Masih menurut Sulamul H.Nurmawan, pada sidak yang diikuti sebagian besar anggota komisi B ini, juga didapatkan data mengejutkan soal pembayaran pajak hotel yang selama ini dirasa masih minim.
“Ternyata pembayaran pajak hotel yang dilakukan selama ini, cukup lumayan juga. Seperti hotel Sinar di kawasan Juanda, yang tiap bulannya membayar pajak sebesar Rp 50 juta lebih,” tegasnya lagi.
Tidak hanya soal pembayaran pajak yang terbilang lumayan, para pengusaha hotel di Sidoarjo ini, juga siap menerapkan online sistem, sebagai wujud tranparasi pembayaran pajak tersebut.
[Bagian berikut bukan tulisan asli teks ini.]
PR #4452, opened 2021-09-07
Update ubuntu VM image used for Azure pipelines build

rnorth:


bsideup (approved):
👍

rnorth:
Ninja fix incoming...

rnorth:
Updating, but I have a horrible feeling that this may not work well in conjunction with our self-hosted Windows CI execution.

Will kick off a Windows build later to find out.

rnorth:
/azp run

🤞

rnorth:
Nope, it looks like it's run on Windows, but this naive change has caused our Windows build to run on Linux instead:
image

This will be a slightly more involved change - will move to draft so we can figure this out. We have until 20th September before the `ubuntu-16.04` image becomes unavailable, I think.

bsideup:
With the exception of the manual trigger support (need to refresh my knowledge on the newly added features tho)

PR #4455, opened 2021-09-08
Make Bolt log wait strategy more lenient

### LINKED ISSUE #4454: [Neo4j] Default wait strategy breaks on IPv6-enabled environments
The JDBC driver project I am working on recently got build errors with TestContainers (with `Neo4jContainer`) tests in our TeamCity instance, that looked like this:

```java
    Caused by: org.testcontainers.containers.ContainerLaunchException: 
    Timed out waiting for log output matching '.*Bolt enabled on 0\.0\.0\.0:7687\.
```

After dumping the logs via `withLogConsumer(outputFrame -> System.err.print(outputFrame.getUtf8String()))`, something interesting appeared:

```text
2021-09-08 15:38:05.635+0000 INFO  Starting...
17:38:09      2021-09-08 15:38:09.752+0000 INFO  ======== Neo4j 4.3.3 ========
17:38:13      2021-09-08 15:38:13.989+0000 INFO  Initializing system graph model for component 'security-users' with version -1 and status UNINITIALIZED
[...]
17:38:14      2021-09-08 15:38:14.314+0000 INFO  Bolt enabled on [0:0:0:0:0:0:0:0%0]:7687.
```

The log includes an IPv6-formatted address and the default, regex-based, wait strategy will not match.

fbiville:
Fixes #4454

### DIFF
--- a/modules/neo4j/src/main/java/org/testcontainers/containers/Neo4jContainer.java
+++ b/modules/neo4j/src/main/java/org/testcontainers/containers/Neo4jContainer.java
@@ -91,7 +91,7 @@ public class Neo4jContainer<S extends Neo4jContainer<S>> extends GenericContaine
         dockerImageName.assertCompatibleWith(DEFAULT_IMAGE_NAME);
 
         WaitStrategy waitForBolt = new LogMessageWaitStrategy()
-            .withRegEx(String.format(".*Bolt enabled on 0\\.0\\.0\\.0:%d\\.\n", DEFAULT_BOLT_PORT));
+            .withRegEx(String.format(".*Bolt enabled on .*:%d\\.\n", DEFAULT_BOLT_PORT));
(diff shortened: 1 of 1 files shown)


fbiville:
I could not find a simple way to write a test around the updated log strategy. I'm open to suggestions.

bsideup:
Hi @fbiville,

I am just wondering - since we're already checking for 200 answer from the API, does it make sense to check for logs in addition to it?

fbiville:
The 200 check is only for the HTTP server (https://neo4j.com/docs/http-api/current/), the other check is for the Bolt protocol (https://7687.org) server which serves another purpose.

kiview:
And both servers can become ready independent of each other?

fbiville:
> And both servers can become ready independent of each other?

Sorry for the late reply. Indeed, there is no relation between the two. One server being ready does not mean the other is and vice-versa.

“Ini mereka lakukan, sebagai langkah menghapus nilai negative yang mereka teriam soal pembayaran pajak daerah,” ulas Sulamul lagi.
Dalam sidak komisi ini,para pengusaha hotel Sidoarjo, juga mempertanyakan sikap pemkab yang memberikan kelonggaran kepada Sun Hotel untuk tidak membayar pajak daerah selama tiga tahun.
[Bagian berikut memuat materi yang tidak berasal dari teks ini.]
PR #4460, opened 2021-09-15
Retry internal port checking in the same exec

bsideup:
Exec'ing with Docker is slow. Even if the command itself takes 10ms to execute, `docker exec` would take 300ms or so. This PR adds `while true`-style waiting in the same `exec` session, so that we pay the overhead of `exec` only once.

Before:
```
Container confluentinc/cp-kafka:5.4.3 started in PT5.492S
```

After:
```
Container confluentinc/cp-kafka:5.4.3 started in PT4.387S
```

### DIFF
--- a/core/src/main/java/org/testcontainers/containers/wait/internal/InternalCommandPortListeningCheck.java
+++ b/core/src/main/java/org/testcontainers/containers/wait/internal/InternalCommandPortListeningCheck.java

Padahal di aturan manapun, tidak ada point yang menyebutkan adanya hak istimewa bebas pajak bagi hotel tertentu.
“Mereka (pengusaha hotel) mengaku cemburu dengan sikap pemkab Sidoarjo yang memberikan hak istimewa bebas pajak selama 3 tahun kepada Sun Hotel,” ujar politisi asal FKB ini.
Sementara itu, sebagai langkah mengsinkronkan sikap transparasi ini, komisi B segera akan memanggil Perhimpunan Pengusaha Hotel dan Restoran Indonesia Pengurus Daerah Sidoarjo, untuk menyatukan persepsi soal transparasi.(Abidin)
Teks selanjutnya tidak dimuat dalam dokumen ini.